TASK DATA —
PR #3288, opened 2016-06-20
chore(types): add in types inherited from selenium-webdriver

cnishina:
- add element.ts to the gulp task for 'gulp types'
- clang clean up
- separate out selenium-webdriver types and extend them in protractor
- remove webdriver types for index.d.ts file

### DIFF
--- a/gulpfile.js
+++ b/gulpfile.js
@@ -72,7 +72,7 @@ gulp.task('default',['prepublish']);
 
 gulp.task('types', function(done) {
   var folder = 'built';
-  var files = ['ptor', 'browser', 'locators', 'expectedConditions'];
+  var files = ['ptor', 'browser', 'element', 'locators', 'expectedConditions'];
   var outputFile = path.resolve(folder, 'index.d.ts');
   var contents = '';
   files.forEach(file => {
@@ -104,8 +104,29 @@ var parseTypingsFile = function(folder, file) {
       if (line.indexOf('export') !== -1) {
         line = line.replace('export', '').trim();
       }
+
+      // Remove webdriver types and plugins for now
+      line = removeTypes(line,'webdriver.ActionSequence');
+      line = removeTypes(line,'webdriver.promise.Promise');
+      line = removeTypes(line,'webdriver.util.Condition');
+      line = removeTypes(line,'webdriver.WebDriver');
+      line = removeTypes(line,'webdriver.Locator');
+      line = removeTypes(line,'webdriver.WebElement');
+      line = removeTypes(line,'Plugins');
       contents += line + '\n';
     }
+
   }
   return contents;
+}
+
+var removeTypes = function(line, webdriverType) {
+  var tempLine = line.trim();
+  if (tempLine.startsWith('/**') || tempLine.startsWith('*')) {
+    return line;
+  }
+  if (line.indexOf(webdriverType) !== -1) {
+    return line.replace(new RegExp(webdriverType,'g'), 'any');
+  }
+  return line;
 }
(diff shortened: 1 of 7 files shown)


cnishina:
Note: removing `webdriver.*` types from the `index.d.ts` file since they show up as `any`. This is because we do not define `selenium-webdriver` declarations and leaving them in will cause transpiling errors.

juliemr:
The travis failures look legitimate.

gulpfile.js
```diff
@@ -104,8 +104,29 @@ var parseTypingsFile = function(folder, file) {
...
       contents += line + '\n';
     }
+
   }
   return contents;
 }
+
+var removeTypes = function(line, webdriverType) {
+  var tempLine = line.trim();
+  if (tempLine.startsWith('/**') || tempLine.startsWith('*')) {
```
juliemr: They would usually start with ` *` for multiline comments.

lib/browser.ts
```diff
@@ -30,6 +30,23 @@ for (let foo in webdriver) {
   exports[foo] = webdriver[foo];
 }
 
+// explicitly extend selenium webdriver to define functions that
```
juliemr: Nit: comments should start with uppercase, end with period.

cnishina:
It looks like I went a little overboard cleaning up the ptor file.

gulpfile.js
cnishina: This should be fine because I am trimming the line prior to testing if it starts with a `*`. This should capture the comments in the index.d.ts file.

juliemr: Right you are.

lib/element.ts
```diff
@@ -14,6 +14,40 @@ let WEB_ELEMENT_FUNCTIONS = [
   'serialize', 'takeScreenshot'
 ];
 
+// Explicitly extend selenium webdriver for webdriver.WebElement.
+export class WebdriverWebElement {
```
juliemr: Would it make more sense for these to be interfaces instead of classes?

lib/globals.d.ts
```diff
@@ -61,12 +64,14 @@ declare namespace webdriver {
   }
 
   namespace promise {
-    interface Promise {
-      controlFlow: Function,
-      then: Function
-    }
+  interface Promise {
+    controlFlow: Function, then: Function
```
juliemr: Should this be `controlFlow: Function; then: Function;`?

lib/ptor.ts
```diff
@@ -1,39 +1,40 @@
...
-    fullyResolved: require('selenium-webdriver/lib/promise').fullyResolved,
-    isPromise: require('selenium-webdriver/lib/promise').isPromise,
-    rejected: require('selenium-webdriver/lib/promise').rejected,
-    thenFinally: require('selenium-webdriver/lib/promise').thenFinally,
-    when: require('selenium-webdriver/lib/promise').when
-  };
-  export let ActionSequence = require('selenium-webdriver/lib/actions').ActionSequence;
-  export let Key = require('selenium-webdriver/lib/input').Key;
+export namespace protractor {
+export let browser: Browser;
```
juliemr: looks like indentation got squashed here?

lib/globals.d.ts
cnishina: Interfaces are comma separated. The change here was to keep clang happy.

cnishina: Just kidding... interfaces can have comma separated. Changing to semi colon.

lib/element.ts
cnishina: Changing this to be an interface.

lib/ptor.ts
cnishina: This is clang... we could investigate removing it and using tslint instead. Clang is doing weird things.

juliemr: Eh, whatever, I'm OK with this one.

ACTIVITY — Where a line of the data holds "separated", show that line.

RESULT OF THIS TASK —
cnishina: Interfaces are comma separated. The change here was to keep clang happy.
cnishina: Just kidding... interfaces can have comma separated. Changing to semi colon.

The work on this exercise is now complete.